Ma réponse définitive reste toutefois suspendue au décret d’application à venir.
Le cadre législatif, qu’il soit national ou européen avec l’AI Act, devrait renforcer la régulation ?
Oui, l’AI Act, qui n’est que le début d’une série de textes, propose un cadre législatif pour développer et permettre l’exploitation de systèmes algorithmiques.
La législation européenne en discussion prévoit dans ce cadre un système de labellisation/certification. Ainsi, l’accès au marché sera demain conditionné par l’obtention en amont d’une certification, attestant de la conformité aux standards et à la législation européenne.

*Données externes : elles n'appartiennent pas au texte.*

PR #8879, opened 2024-02-13
fix(windows): `console-iterator.test.ts` fix

dylan-conway:
### What does this PR do?
calculates estimated byte size of a `Blob` instance when `toJS` is called. This avoids accessing `Blob.Store` after it's gc'd and invalid memory. Also adds the same pattern to `Response` and `Request`.

manually

### DIFF
--- a/src/bun.js/webcore/blob.zig
+++ b/src/bun.js/webcore/blob.zig
@@ -1426,7 +1426,7 @@ pub const Blob = struct {
         return blob_;
     }
 
-    fn calculateEstimatedByteSize(this: *Blob) usize {
+    fn calculateEstimatedByteSize(this: *Blob) void {
         // in-memory size. not the size on disk.
         var size: usize = @sizeOf(Blob);
 
@@ -1444,7 +1444,7 @@ pub const Blob = struct {
             }
         }
 
-        return size + (this.content_type.len * @intFromBool(this.content_type_allocated));
+        this.reported_estimated_size = size + (this.content_type.len * @intFromBool(this.content_type_allocated));
     }
 
     pub fn estimatedSize(this: *Blob) callconv(.C) usize {
@@ -3409,6 +3409,8 @@ pub const Blob = struct {
             },
         }
 
+        blob.calculateEstimatedByteSize();
+
         var blob_ = bun.new(Blob, blob);
         blob_.allocator = allocator;
         return blob_;
@@ -3584,7 +3586,7 @@ pub const Blob = struct {
             std.debug.assert(this.allocator != null);
         }
 
-        this.reported_estimated_size = this.calculateEstimatedByteSize();
+        this.calculateEstimatedByteSize();
         return Blob.toJSUnchecked(globalObject, this);
     }
 
--- a/src/bun.js/webcore/blob.zig
+++ b/src/bun.js/webcore/blob.zig
@@ -86,6 +86,8 @@ pub const Blob = struct {
         closing,
     };
 
+    reported_estimated_size: usize = 0,
+
     size: SizeType = 0,
     offset: SizeType = 0,
     /// When set, the blob will be freed on finalization callbacks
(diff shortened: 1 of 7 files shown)


src/bun.js/webcore/request.zig
```diff
@@ -128,10 +128,16 @@ pub const Request = struct {
     }
 
     pub fn estimatedSize(this: *Request) callconv(.C) usize {
-        return this.reported_estimated_size orelse brk: {
-            this.reported_estimated_size = @as(u63, @truncate(this.body.value.estimatedSize() + this.sizeOfURL() + @sizeOf(Request)));
-            break :brk this.reported_estimated_size.?;
-        };
+        return this.reported_estimated_size;
```
Jarred-Sumner, line 131: This should have an assertion that it is not zero

src/bun.js/webcore/response.zig
```diff
@@ -85,13 +85,19 @@ pub const Response = struct {
...
 
     pub fn estimatedSize(this: *Response) callconv(.C) usize {
-        return this.reported_estimated_size orelse brk: {
-            this.reported_estimated_size = @as(
-                u63,
-                @intCast(this.body.value.estimatedSize() + this.url.byteSlice().len + this.init.status_text.byteSlice().len + @sizeOf(Response)),
-            );
-            break :brk this.reported_estimated_size.?;
-        };
+        return this.reported_estimated_size;
```
Jarred-Sumner, line 88: This should have an assertion that it is not zero

src/bun.js/webcore/request.zig
```diff
@@ -128,10 +128,16 @@ pub const Request = struct {
...
+    }
+
+    pub fn calculateEstimatedSize(this: *Request) usize {
```
Jarred-Sumner: The name of this function should be consistent. `calculcateEstimatedSize` or `calculateEstimatedByteSize`?

src/bun.js/webcore/blob.zig
```diff
@@ -1424,22 +1426,20 @@ pub const Blob = struct {
...
-
-        return 0;
-    }
-
-    pub fn estimatedSize(this: *Blob) callconv(.C) usize {
-        var size = this.estimatedByteSize() + @sizeOf(Blob);
+        var size: usize = @sizeOf(Blob);
+
+        size += if (this.size != Blob.max_size)
+            @intCast(this.size)
```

Pour vérifier la faisabilité de ces principes règlementaires sur le développement d’une IA Responsable, le législateur européen envisage donc de se reposer, dans une large mesure, sur les acteurs privés et les organismes de certification et de standardisation. La démarche Positive AI prend acte de ces avancées et s’inscrit dans cette dynamique. Son référentiel de partage d’initiatives et de bonnes pratiques ambitionne de contribuer et de participer à la réflexion sur les standards et les normes techniques en matière d’IA Responsable et éthique. Ce type d’initiatives est donc essentiel dans la dynamique normative européenne.
Pourquoi avez-vous accepté d’être membre du comité d’experts indépendant en IA et éthique de Positive AI ? Quelle est votre mission ?
Aujourd’hui, les entreprises sont les premiers acteurs sur le champ de l’innovation. Elles doivent donc être proactives, montrer qu’elles sont conscientes des risques et prendre leurs responsabilités face à cet enjeu civilisationnel qu’est l’IA, comme elles ont dû le faire pour le RGPD (Règlement Général sur la Protection des Données). À terme, cela participera à l’acceptabilité sociale de ces technologies et au modèle de société que l’on souhaite pour demain.
Il est donc très intéressant d’aller voir ce que font ces acteurs, comment ils anticipent le cadre législatif qui est en train de se construire, mais aussi comment ils répondent aux attentes et aux inquiétudes sociétales. Nous sommes dans un momentum particulièrement stratégique.
Convaincue par cette approche terrain de la recherche, je suis ravie d’avoir rejoint le comité d’experts de Positive AI, d’être présente dans ces discussions et d’encourager ce type d’initiative.
Avec les deux autres experts externes, Bertrand Braunschweig et Raja Chatila, nous avons principalement travaillé sur le référentiel Positive AI pour le challenger et l’optimiser au regard de nos domaines d’expertise respectifs. Nous sommes impatients de travailler sur la suite, car c’est maintenant que tout se joue.